Your objective ▸ Give the number of lines below that hold "mixed", and only that.

*** Block opens ***

PR #8063, opened 2024-11-13
Support for 312 mixed mode debugging

rchiodo:
This should get 3.12 mixed mode debugging working. I tested with the two mixed mode examples we have with stepping and adding some extra types as variables. 

3.12 made a rather difficult change to handle. No longer could we just WriteProcessMemory the `use_tracing` flag on the PyInterpreter. `use_tracing` was replaced with sys.monitoring. Using sys tracing required a function call now.

I first attempted to do this on startup and func eval the `PyEval_SetTraceAllThreads` function but I couldn't find the right spot to actually eval this that wouldn't throw an exception. 

So instead, the trace helper when it first sees a python eval, it injects the tracing then.

There was also a bunch of changes with other data types, like unicode objects and longs.

### DIFF
--- a/Python/Product/Debugger.Concord/CppExpressionEvaluator.cs
+++ b/Python/Product/Debugger.Concord/CppExpressionEvaluator.cs
@@ -32,7 +32,10 @@ namespace Microsoft.PythonTools.Debugger.Concord {
         private readonly DkmStackWalkFrame _nativeFrame;
         private readonly DkmInspectionContext _cppInspectionContext;
 
-        public CppExpressionEvaluator(DkmInspectionContext inspectionContext, DkmStackWalkFrame stackFrame) {
+        public CppExpressionEvaluator(DkmInspectionContext inspectionContext, DkmStackWalkFrame stackFrame) 
+            : this(inspectionContext.InspectionSession, inspectionContext.Radix, stackFrame) { 
+        }
+        public CppExpressionEvaluator(DkmInspectionSession inspectionSession, uint radix, DkmStackWalkFrame stackFrame, DkmEvaluationFlags flags = DkmEvaluationFlags.TreatAsExpression | DkmEvaluationFlags.NoSideEffects) {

*** Block closes ***

Response for this exercise ▸ 2